The simulation results of the NHS in its continuous version (CV) and discretized version (DV) were conducted using Proteus Virtual System Modeling (VSM), and the experimental electronic results were carried out using operational amplifiers for CV. In addition, a novel study to implement the DV of the NHS in an embedded system was presented, which is very useful in digital implementation. In general, we can mention that the digital implementation has some benefits versus the electronic implementation of the analog systems, which is the typical aging, and tolerance of the components, which means that chaotic systems are highly attractive in the electronic digital implementation if the chaos quality condition is preserved.

The ES has a simple hardware design, easy connection with low-cost of implementation (only $6 USD dsPIC33FJ plus two DACs 4922) and is friendly for digital electronic implementation.

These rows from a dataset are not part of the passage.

Issue #2461, opened 2019-01-18
2.4.0 beta is not compatible with symfony 4.2


lyrixx:
I was too excited to test 2.4.0 so I updated it, but it failed:

```
In CheckExceptionOnInvalidReferenceBehaviorPass.php line 86:
                                                                                                                 
  The service "api_platform.messenger.data_persister" has a dependency on a non-existent service "message_bus".           
```

We are using
```
symfony/symfony                      v4.2.1           The Symfony PHP framework
```

(yes, no flex, because it's an "old" application, but we get new releases anyway)

pcox64:
I fixed this in an upgraded Symfony 3 application by `composer require symfony/messenger` and adding the following under `framework` to `config.yml`:

```
messenger:
  default_bus: ~
```

soyuka:
This may need a fix on symfony's side no?

lyrixx:
IMHO, no. either you make the messenger component mandatory, or you use it only if the service is here.

soyuka:
I'll fix this asap

lyrixx:
Thanks

soyuka:
Mhh it's weird, we do have a check and load the `messenger.xml` only when the interface exists:

https://github.com/api-platform/core/blob/2.4/src/Bridge/Symfony/Bundle/DependencyInjection/ApiPlatformExtension.php#L154-L156

lyrixx:
Class exisit is different from service exisit

ragboyjr:
@soyuka @lyrixx `messenger_bus` is a private service. When running off of the latest api-platform 2.4, this fails to load the messenger component, since `$container->has('message_bus')` is always false.

Checking how symfony's FrameworkBundle works, they don't ever check if a service exists, instead they do an interface exists check (like what we currently have and what was there previously), and in some cases, they check a config value to see if the module should be enabled or not.

@lyrixx correct me if i'm wrong, but if if you were getting that error, that means that you had symfony/messenger component installed but due to some configuration, the message bus service didn't exist.

I think we should revert the `$container->has('messenger.message_bus')` since it doesn't work, and possibly see about adding a config option to enable/disable messenger integration entirely since messenger isn't a stable component.

ragboyjr:
Y, re-reading @lyrixx's original post, it makes sense what's going on. You have the entire SF framework loaded which would cause the messenger class to exist, but you did NOT have messenger services loaded.

[...]

PR #2721, opened 2019-04-09
Refactor the bundle configuration and extension

teohhanhui:
| Q             | A
| ------------- | ---
| Bug fix?      | yes
| New feature?  | no
| BC breaks?    | no
| Deprecations? | no
| Tests pass?   | yes
| Fixed tickets | https://github.com/api-platform/core/issues/2461#issuecomment-478976338
| License       | MIT
| Doc PR        | N/A

Also make sure we disable the Symfony Messenger integration by default if `symfony/symfony` is installed.


src/Bridge/Symfony/Bundle/DependencyInjection/ApiPlatformExtension.php
```diff
@@ -401,31 +348,26 @@ private function registerJsonProblemConfiguration(array $errorFormats, XmlFileLo
...
         $loader->load('graphql.xml');
     }
 
-    /**
-     * Registers configuration for integration with third-party bundles.
-     *
-     * @param string[] $bundles
-     */
-    private function registerBundlesConfiguration(array $bundles, array $config, XmlFileLoader $loader)
+    private function registerLegacyBundlesConfiguration(ContainerBuilder $container, array $config, XmlFileLoader $loader): void
```
teohhanhui: Yes, I consider `FOSUserBundle` as legacy. :wink:

src/Bridge/Symfony/Bundle/DependencyInjection/ApiPlatformExtension.php
```diff
@@ -581,32 +512,32 @@ private function registerDataCollectorConfiguration(ContainerBuilder $container,
...
             return;
         }
 
         $loader->load('messenger.xml');
     }
 
-    private function registerElasticsearchConfiguration(ContainerBuilder $container, array $config, XmlFileLoader $loader)
+    private function registerElasticsearchConfiguration(ContainerBuilder $container, array $config, XmlFileLoader $loader): void
     {
-        $enabled = $config['elasticsearch']['enabled'] && class_exists(Client::class);
```
teohhanhui: I removed this check because `elasticsearch` support needs to be explicitly enabled, so it's more useful for the user to get an exception in this case, instead of silently disabling support.

teohhanhui: Maybe better if we just throw an exception here directly. WDYT @meyerbaptiste?

teohhanhui: Changed to throw exception in `Configuration` instead.

src/Bridge/Symfony/Bundle/DependencyInjection/Configuration.php
```diff
@@ -235,25 +290,56 @@ public function getConfigTreeBuilder()
...
+            ->end();
+    }
 
+    private function addMessengerSection(ArrayNodeDefinition $rootNode): void
+    {
+        $rootNode
+            ->children()
                 ->arrayNode('messenger')
-                    ->{interface_exists(MessageBusInterface::class) ? 'canBeDisabled' : 'canBeEnabled'}()
+                    ->{!class_exists(FullStack::class) && interface_exists(MessageBusInterface::class) ? 'canBeDisabled' : 'canBeEnabled'}()
```
soyuka: Not sure to get why you check for the `FullStack` class, messenger would work without it no?

src/Bridge/Symfony/Bundle/DependencyInjection/Configuration.php
```diff
@@ -235,25 +290,56 @@ public function getConfigTreeBuilder()
...
 
+    private function addElasticsearchSection(ArrayNodeDefinition $rootNode): void
+    {
+        $rootNode
+            ->children()
                 ->arrayNode('elasticsearch')
                     ->canBeEnabled()
                     ->addDefaultsIfNotSet()
                     ->children()
+                        ->booleanNode('enabled')
```
soyuka: IIUC you removed calls like these in favor of a dynamic ` canBe(Dis|En)abled` except this one?

src/Bridge/Symfony/Bundle/DependencyInjection/Configuration.php
teohhanhui: It's consistent with what's done in the FrameworkBundle, so that we use the correct default.

https://github.com/symfony/symfony/blob/v4.2.4/src/Symfony/Bundle/FrameworkBundle/DependencyInjection/Configuration.php#L1003

src/Bridge/Symfony/Bundle/DependencyInjection/Configuration.php
teohhanhui: I'm not sure if this call is required since I'm redefining(?) a child node. I'll remove it if it makes no difference.

teohhanhui: I mean the `defaultTrue` / `defaultFalse`. We will always need the `booleanNode('enabled')` calls, since otherwise we can't get to the child node (for adding `validate`).

teohhanhui: Seems like there's nothing we can do about this.

soyuka:
Thanks @teohhanhui !

lyrixx:
Hello. Thanks for your work on this patch. Could you do a new release so that I can test it easily? Thanks

teohhanhui:
Yeah, we should probably tag a new version soon...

The DSP-engine numerical properties of the dsPIC microcontroller allowed validation of the numerical performance of the DV of the NHS, and its algorithm was implemented and compared in floating-point versus fractional Q1.15 versions. The Q1.15 fractional version showed very good performance in the DV of NHS, it has the capability to run over 166k iteration per second (ips), and it is very attractive as a main algorithm, e.g., to implement a digital cryptosystem based in chaos, where a high quantity of iteration per second is essential to encrypt multimedia applications and to transfer cryptograms of digital audio of high fidelity, files, pictures, or even compressed video of low-resolution.

As future work, complementary studies will carry out the NHS with encryption and synchronization applications. Other techniques for representation of discretized version will be incorporated as the fractional and fixed-point computation on an embedded system in 32-bit microcontroller.